The Toxic Avenger Part III: The Last Temptation of Toxie (1989)

I’ve already mentioned a poster that caught my attention as a small child in the grocery store my family frequented, but what’s important here, important enough to repeated that anecdote, is that it was the poster for this film. Imagine you are a child with a love for comic books and superheroes and movies related to them. Look at the poster for this film: a musclebound body in a tutu holding a mop with a disfigured head atop it, punching a big green dragon with enormous wings. Come on. That’s pretty exciting. It’s probably ridiculous to you now, but that’s your loss, not mine.

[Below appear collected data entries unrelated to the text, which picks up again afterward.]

PR #158, opened 2024-04-07
Made titlebar reflect focus status

y0shir:
Made titlebar of main window when using classic skins reflect focus status.

This was bugging me, so I decided to fix it, hopefully I did it on acceptable level.

PR #159, opened 2024-04-11
skins: Made titlebar reflect focus status when using classic skins in gtk mode

y0shir:
This is a rework of merge request [#158 ](y0shir:master)
This makes main, equalizer and playlist window all use focused versions of titlebars when focus in on either of them and unfocused when none of them have focus.

### DIFF
--- a/src/skins/dock.cc
+++ b/src/skins/dock.cc
@@ -373,3 +373,8 @@ bool dock_is_focused()
     }
     return false;
 }
+
+void refresh_dock_focus(){
+	for (DockWindow & dw : windows)
+        { dw.window -> focus_refresh (); }
+}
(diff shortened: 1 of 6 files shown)


radioactiveman:
> This is my first time contributing to open source project, so I am not sure if I didn't do something. Should have I updated copyright?

Sorry for the missing / late reply. My focus right now is to release Audacious 4.4 soon. And thanks for your contribution. :+1:

What I noticed so far is:
- Implement the feature like it was done for skins-qt (see my commit in https://github.com/audacious-media-player/audacious-plugins/pull/158). The setting `Display active titlebar when any window is focused` is for example missing here.
- The code style is wrong in many aspects (tabs instead of spaces, placement of parentheses and curly brackets, ...). Please use the same style as in the existing code.

jlindgren90:
I implemented this a bit differently in 8c2e98333cf74b6fc49288644d8815ecc1551565, following the Qt version. Thanks.

PR #161, opened 2024-06-02
Wayland fixes

radioactiveman:
Fixes for Audacious when running on Wayland, see the commit messages for more details.

Tested with `QT_QPA_PLATFORM=wayland audacious` and `GDK_BACKEND=wayland audacious --gtk` on Ubuntu 24.04.

### DIFF
--- a/src/gtkui/ui_gtk.cc
+++ b/src/gtkui/ui_gtk.cc
@@ -980,7 +980,6 @@ bool GtkUI::init ()
 
     timer_add (TimerRate::Hz4, ui_volume_slider_update, volume);
 
-    g_signal_connect (window, "map-event", (GCallback) pl_notebook_grab_focus, nullptr);
     g_signal_connect (window, "delete-event", (GCallback) window_delete, nullptr);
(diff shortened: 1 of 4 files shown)


radioactiveman:
Another option for the Winamp interface would be to print a warning only instead of bailing out.
I prefer do do the latter, because it's simply not usable on Wayland.

src/gtkui/ui_gtk.cc
```diff
@@ -980,7 +980,6 @@ bool GtkUI::init ()
 
     timer_add (TimerRate::Hz4, ui_volume_slider_update, volume);
 
-    g_signal_connect (window, "map-event", (GCallback) pl_notebook_grab_focus, nullptr);
```
jlindgren90, line 983: Does the playlist still get focused at startup?

jlindgren90: Ah I see you addressed this in the commit message.

jlindgren90 (approved):
LGTM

Toxie, the affectionate name for the Toxic Avenger (Ron Fazio), is settled well into Tromaville, NJ with his “seeing impaired” girlfriend Claire (Phoebe Legere) and his mother (Jessica Dublin), so settled that he has run himself out of a job. There’s no more evil to clean up anywhere, and he’s not very good at stopping the “bad” things like old women cheating at cards and children who won’t eat their lima beans (can’t blame them there, personally). He’s concerned about his inability to get a job, trying with the IRS (becoming the “Taxic Avenger”…oh dear) and failing. Claire receives an offer to get her eyes fixed, but it will cost $357,000, which is difficult with Toxie’s inability to get a job. Apocalypse, Inc., however, remembers Toxie’s tendency to clean up their messes, and the Chairman (Rick Collins) plans to get around this by hiring the rather dim-witted hideously deformed creature of superhuman size and strength. Toxie doesn’t note the return address on the job offer and gets Claire her sight, failing to notice the anti-Apocalypse signs and hatred of the townspeople who once loved him, until Clair forces him to face his change into, well, a hduppcossasie. Then he returns to kick Apocalypse out of town, only to discover the Chairman’s true identity as–yes, The Devil.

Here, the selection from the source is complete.